Diary of a Leader: When the Founder Starts Feeling Like the Bottleneck
- Lindsay Sheldrake

- Apr 7
- 5 min read
Welcome to Diary of a Leader: Real Stories, Leadership Lessons, and Personal Growth
There is a particular kind of frustration that arrives after you have already tried to fix the problem.
Not the frustration of not knowing what is wrong.
The frustration of knowing, trying to change it, and finding yourself back in the same position anyway.
A founder tries to delegate. The work comes back.
They try to step back from decisions. The decisions follow them.
They hire someone capable. The same questions still land on their desk.
And somewhere in the middle of all of it, a quiet and uncomfortable thought arrives.
Maybe I am the bottleneck.
Welcome back to Diary of a Leader, where we explore what is really happening beneath leadership, growth, and the structures meant to support both.
This week is about that moment. The one where the founder stops looking at the team and starts looking at themselves.
Because that shift, uncomfortable as it is, is usually the beginning of something important.
The Story I Keep Hearing
I was working with a founder recently who had been trying to step back for the better part of a year.
He had made deliberate choices. Stopped attending certain meetings. Handed off projects he would previously have owned. Asked his team to bring him decisions rather than questions.
And yet somehow he was still in everything.
A project would stall and someone would pull him back in. A client situation would arise and the team would wait for his read on it.

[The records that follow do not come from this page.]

PR #341, opened 2024-05-13
feat: add Safe{Pass} button to the navigation

DiogoSoaress:
## Figma
https://www.figma.com/file/qtXXlwdslAze6yNbLLzIRa/Website-redesign-2.0?type=design&node-id=12520-146768&mode=design&t=SrG7ZuhjV8XVWZQK-0

### DIFF
--- a/src/components/common/Header/NavigationButton.tsx
+++ b/src/components/common/Header/NavigationButton.tsx
@@ -17,20 +17,22 @@ const NavigationButton = ({ category, items, subMenuOpen, onItemClick }: Navigat
 
   const isOpen = subMenuOpen === category
 
+  const categoryString = typeof category === 'string' ? category : 'unknown category'
+
   return (
     <ButtonBase
       className={clsx(css.navButton, css.hideInMobile, { [css.active]: isOpen })}
       disableRipple
-      aria-label={category}
+      aria-label={categoryString}
       aria-haspopup
-      aria-controls={`${category}-popper`}
+      aria-controls={`${categoryString}-popper`}
       aria-expanded={isOpen}
       ref={buttonRef}
     >
       <div className={css.navButton}>{category}</div>
       <Popper
         className={css.hideInMobile}
-        id={`${category}-popper`}
+        id={`${categoryString}-popper`}
         open={isOpen}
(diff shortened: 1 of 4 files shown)


TanyaEfremova:
All good!

src/components/common/Header/NavigationButton.tsx
```diff
@@ -17,20 +17,22 @@ const NavigationButton = ({ category, items, subMenuOpen, onItemClick }: Navigat
 
   const isOpen = subMenuOpen === category
 
+  const categoryString = typeof category === 'string' ? category : 'unknown category'
```
iamacook, line 20: All `catgory`s are capitalised words. Do we wants to use `"Unknown"` instead?

src/components/common/Header/index.tsx
```diff
@@ -46,40 +46,38 @@ const Header = () => {
...
-                    items={items ?? []}
-                    subMenuOpen={subMenuOpen}
-                    onItemClick={closeMobileNavigation}
-                  />
-                )}
-              </li>
-            </>
+          {navCategories.map(({ category, items, href }) => (
+            <li
+              key={typeof category === 'string' ? category : href}
```
iamacook, line 51: Nit: I'd suggest keeping the key simple:

```suggestion
              key={href}
```

src/components/common/Header/index.tsx
```diff
@@ -46,40 +46,38 @@ const Header = () => {
...
+              onMouseEnter={toggleCategoryOpen(typeof category === 'string' ? category : null)}
+              onFocus={toggleCategoryOpen(typeof category === 'string' ? category : null)}
+              onMouseLeave={toggleCategoryOpen(null)}
+              onBlur={toggleCategoryOpen(null)}
```
iamacook, line 55: You can abstract these to two variables before rendering, e.g.:

```ts
const onOpen = toggleCategoryOpen(typeof category === 'string' ? category : null)
const onClose = toggleCategoryOpen(null)
```

DiogoSoaress: I've undone these changes. Included `JSX.Element` as a possible input type instead and added an early return for it.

A decision would sit unresolved until he was available to weigh in.
He described it as swimming against a current.
Every time he created distance the work found a way to close it again.
When I asked him what he thought was happening he paused for a long time.
Then he said:
"I think the problem might be me. I think I might be the bottleneck."
It was the first honest thing he had said in the conversation.
Not because he had been hiding anything.
Because it was the first time he had let himself say it out loud.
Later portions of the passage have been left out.